W niektórych szpitalach zdarza się natomiast, że kobietom nie wolno karmić piersią noworodka, dopóki nie otrzymają wyniku badań na koronawirusa. Światowa Organizacja Zdrowia podkreśla, że w żadnych badaniach nie udowodniono, że koronawirus może znajdować się w mleku matki. Stoi na stanowisku, że noworodek powinien być karmiony piersią niezależnie od tego czy jego mama ma COVID-19 czy nie. Mleko matki dostarcza dziecku najlepsze składniki odżywcze. Zapewnia dziecku ochronę, zawiera mnóstwo przeciwciał chroniących je przed bakteriami i wirusami. Szczególnie duża ilość przeciwciał znajduje się w pierwszym mleku, zwanym siarą. Pozbawienie go dziecka w imię walki z wirusem będzie miało wieloletni negatywny wpływ na jego zdrowie.
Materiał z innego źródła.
PR #698, opened 2017-07-15
bugfix, new table is not recognized if only dName changes

copart-sujit:
While restoring the schema, a new "currentDatabase.buildTable" is not recognized when the same table name is present in more than one databases

### DIFF
--- a/src/main/java/com/zendesk/maxwell/schema/MysqlSavedSchema.java
+++ b/src/main/java/com/zendesk/maxwell/schema/MysqlSavedSchema.java
@@ -463,6 +463,7 @@ public class MysqlSavedSchema {
 
 		Database currentDatabase = null;
 		Table currentTable = null;
+		String currentTableDName = null;
 		int columnIndex = 0;
 
 		while (rs.next()) {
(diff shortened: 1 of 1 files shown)


src/main/java/com/zendesk/maxwell/schema/MysqlSavedSchema.java
```diff
@@ -492,7 +493,9 @@ private void restoreFullSchema(Connection conn, Long schemaID) throws SQLExcepti
 			if (tName == null) {
 				// if tName is null, there are no tables connected to this database
 				continue;
-			} else if (currentTable == null || !currentTable.getName().equals(tName)) {
+			} else if (currentTable == null || !currentTable.getName().equals(tName) || 
+					currentTableDName == null || !currentTableDName.equals(dbName)) {
```
liulikun: `currentTableDName == null` is always true here?

src/main/java/com/zendesk/maxwell/schema/MysqlSavedSchema.java
```diff
@@ -492,7 +493,9 @@ private void restoreFullSchema(Connection conn, Long schemaID) throws SQLExcepti
...
+				currentTableDBName = dbName;
```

Rząd myśli o przedsiębiorcach, górnikach w zamkniętych kopalniach, dopłatach dla Kościoła, a zapomina o kobietach, które właśnie rodzą nowych obywateli. Są samotne, pozbawione swoich praw, często źle traktowane, oddzielane od swojego dziecka. Mamy dla nich pocieszenie – brak porodu rodzinnego Andrzej Duda zamieni im na bon turystyczny w wysokości 500 zł.